By MARTY LEVINE
A Staff Council survey aimed at finding whether “job creep” was occurring, found that 91 percent of the 1,112 staff that responded felt job creep was happening here at Pitt: That more duties had been placed upon them during their time here.
More than half said job creep (also known as “responsibility creep”) began before COVID-19 while one-third noticed it only following the pandemic-prompted Staff Early Retirement Program (SERP), which reduced the workforce by 453 in August 2020.
More than 60 percent of survey takers said they didn’t believe they could stop working even during official time off — or felt they had to make up the work once they returned to the office, Staff Council members reported.
Half of respondents felt they were doing work outside their job classification, while 40 percent believed they were not “able to speak honestly” to supervisors about their “needs as an employee without fear of retribution or termination.” Half did not believe their supervisor “mindfully adjusts” their workload to take into account any shifts in job duties.

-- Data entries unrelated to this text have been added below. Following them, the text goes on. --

PR #30042, opened 2024-08-28
fix: use StrEnum type for GuestTokenResourceType to fix token parsing

hao-zhuventures:
### SUMMARY
This change is to fix the "incorrect" check results from comparing the `guest_token` claims with the enum value. By changing the type to be `StrEnum`, the str based comparison will output the desired results.

Additional context: guest user jwt token claims are casted to the `GuestToken` type [here](https://github.com/apache/superset/blob/75c500c9a53ce503b8636761f17b5b63eb8ee8e2/superset/security/manager.py#L2614).

### TESTING INSTRUCTIONS
Manual check before / after
```
>>> 'dashboard' == GuestTokenResourceType.DASHBOARD
False
```
```
>>> 'dashboard' == GuestTokenResourceType.DASHBOARD
True
```

and CI checks.

### ADDITIONAL INFORMATION

- [ ] Has associated issue:
- [ ] Required feature flags:
- [ ] Changes UI
- [ ] Includes DB Migration (follow approval process in [SIP-59](https://github.com/apache/superset/issues/13351))
  - [ ] Migration is atomic, supports rollback & is backwards-compatible
  - [ ] Confirm DB migration upgrade and downgrade tested
  - [ ] Runtime estimates and downtime expectations provided
- [ ] Introduces new feature or API
- [ ] Removes existing feature or API

PR #30318, opened 2024-09-18
feat: reading language from url + resource type check fix

nyohasstium:
### SUMMARY

fix(embedded dashboard): resource type was not checked appropriately against enum.
feat(UI): added currency and language to URL_PARAMS
feat(API):  using language based on query parameter if found and defaulting to session value 
### TESTING INSTRUCTIONS

- Embed a dashboard using the superset-embedded-sdk package.
- Set lang and currency in the urlParams options.
- Depending on the chosen language, the ui will be rendered with it.
### ADDITIONAL INFORMATION

- [ ] Has associated issue:
- [ ] Required feature flags:
- [X] Changes UI

### DIFF
--- a/superset-frontend/src/constants.ts
+++ b/superset-frontend/src/constants.ts
@@ -111,6 +111,14 @@ export const URL_PARAMS = {
     name: 'focused_chart',
     type: 'number',
   },
+  language: {
+    name: 'lang',
+    type: 'string'
+  },
+  currency: {
+    name: 'currency',
+    type: 'string'
+  }
 } as const;
 
 export const RESERVED_CHART_URL_PARAMS: string[] = [
--- a/superset/security/manager.py
+++ b/superset/security/manager.py
@@ -2652,7 +2652,7 @@ class SupersetSecurityManager(  # pylint: disable=too-many-public-methods
             return False
 
         dashboards = [
-            r for r in user.resources if r["type"] == GuestTokenResourceType.DASHBOARD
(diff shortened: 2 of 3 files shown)


superset/security/manager.py
```diff
@@ -2652,7 +2652,7 @@ def has_guest_access(self, dashboard: "Dashboard") -> bool:
             return False
 
         dashboards = [
-            r for r in user.resources if r["type"] == GuestTokenResourceType.DASHBOARD
+            r for r in user.resources if r["type"] == GuestTokenResourceType.DASHBOARD.value
```
villebro, line 2655: I believe this was already fixed here: #30042

superset-frontend/src/constants.ts
```diff
@@ -111,6 +111,14 @@ export const URL_PARAMS = {
     name: 'focused_chart',
     type: 'number',
   },
+  language: {
```
michael-s-molina, line 114: I believe the correct parameter here should be locale which is comprised of both the language and region. Another point is that we should be able to infer the currency from the locale.

rusackas:
Hi @nyohasstium - just curious your thoughts on the review comments. Let us know if we can help you carry this effort forward.

rusackas:
This PR hasn't been updated in a long time and is in need of a rebase. We'll mark it as draft, but please set it as 'ready for review' when it's been brought up to speed.

rusackas:
This bundles a couple of unrelated changes and the review comments never got a reply. Closing as inactive - ping me if you'd like to revive it (ideally split out the embedded-resource fix).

Staff Council members cautioned that those who took the survey this summer (about 16 percent of Pitt’s non-union staff) were a self-selected group who responded anonymously when the survey was distributed via Read Green and the Staff Council newsletter; it was not an appraisal by all staff, nor a random sample. As of Aug. 31, Pitt had 7,822 staff employees, including executives and union-eligible, of those 7,103 are not union-eligible. Find the full survey results here.
One section of the survey (which allowed multiple answers to be chosen) found a large number seeking new jobs:
271 (or 29 percent of respondents) answered that they were looking at an employer outside of the University
213 were looking in another Pitt department
42 were considering a new post within their current department
307 said that a job switch was “possibly” in their future.
Those who chose the above answers (along with 17 who said they had recently switched jobs within Pitt) gave as their top reasons “higher pay” (489); “responsibility/job creep” (381) and “to find a position with greater flexibility” (154). Fifty people answered “to utilize skills I have acquired during the COVID-19 pandemic.”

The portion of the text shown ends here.